• _Exercise aim_
Restate every record that follows, keeping it exact.

Records from a collection
┌──

PR #410, opened 2022-05-19
Don't show metrics when the value is "infinity".

robindevitt:
[Original Issue ](https://github.com/humanmade/product-dev/issues/1020)

#### issue 
If comparing against a previous value of 0, the dashboard insights screen shows an increase of "infinity percent".

Screenshot 2022-05-19 at 08 09 17

#### Solution
In the original issue it was determined to display nothing in these cases. This PR's solution adds a check that determines the if the prop received is an integer. If it is an integer it displays the metrics.

Screenshot 2022-05-19 at 08 34 53

### DIFF
--- a/src/accelerate/components/Insight.tsx
+++ b/src/accelerate/components/Insight.tsx
@@ -20,7 +20,7 @@ export default function Insight( props: Props ) {
 				</div>
 				<div className="key-insight-metrics">
 					<div className="metrics-aggregate">{ compactMetric( props.stat || 0 ) }</div>
-					{ !! props.delta && ! isNaN( props.delta ) && Number.isInteger( props.delta ) && (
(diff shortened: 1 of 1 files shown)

└──

• _Written response_
PR #410, opened 2022-05-19
Don't show metrics when the value is "infinity".

robindevitt:
[Original Issue ](https://github.com/humanmade/product-dev/issues/1020)

#### issue 
If comparing against a previous value of 0, the dashboard insights screen shows an increase of "infinity percent".

Screenshot 2022-05-19 at 08 09 17

#### Solution
In the original issue it was determined to display nothing in these cases. This PR's solution adds a check that determines the if the prop received is an integer. If it is an integer it displays the metrics.

Screenshot 2022-05-19 at 08 34 53

### DIFF
--- a/src/accelerate/components/Insight.tsx
+++ b/src/accelerate/components/Insight.tsx
@@ -20,7 +20,7 @@ export default function Insight( props: Props ) {
 				</div>
 				<div className="key-insight-metrics">
 					<div className="metrics-aggregate">{ compactMetric( props.stat || 0 ) }</div>
-					{ !! props.delta && ! isNaN( props.delta ) && Number.isInteger( props.delta ) && (
(diff shortened: 1 of 1 files shown)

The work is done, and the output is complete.